Repeat the listing below word for word, stopping after the line that contains "### LINKED ISSUE".
-------- Material for this exercise
PR #1565, opened 2019-10-10
Enemies light effects [RFC]

### LINKED ISSUE #1544: Fire Daedra and Fire Atronach don't emit light around them
After I enquired this feature to be added on the forums, I was told that this is actually a feature of vanilla Daggerfall which is missing the the DFU.  It would be really great to have these mobs emit light around them in DFU as well. 

Im not sure if any other mobs should have this property, maybe frost daedra as well?

Ive made these mobs emissive in the DREAM mod, but thats not really it.

fire

petchema:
----------------
== Answer to this task ==
PR #1565, opened 2019-10-10
Enemies light effects [RFC]

### LINKED ISSUE #1544: Fire Daedra and Fire Atronach don't emit light around them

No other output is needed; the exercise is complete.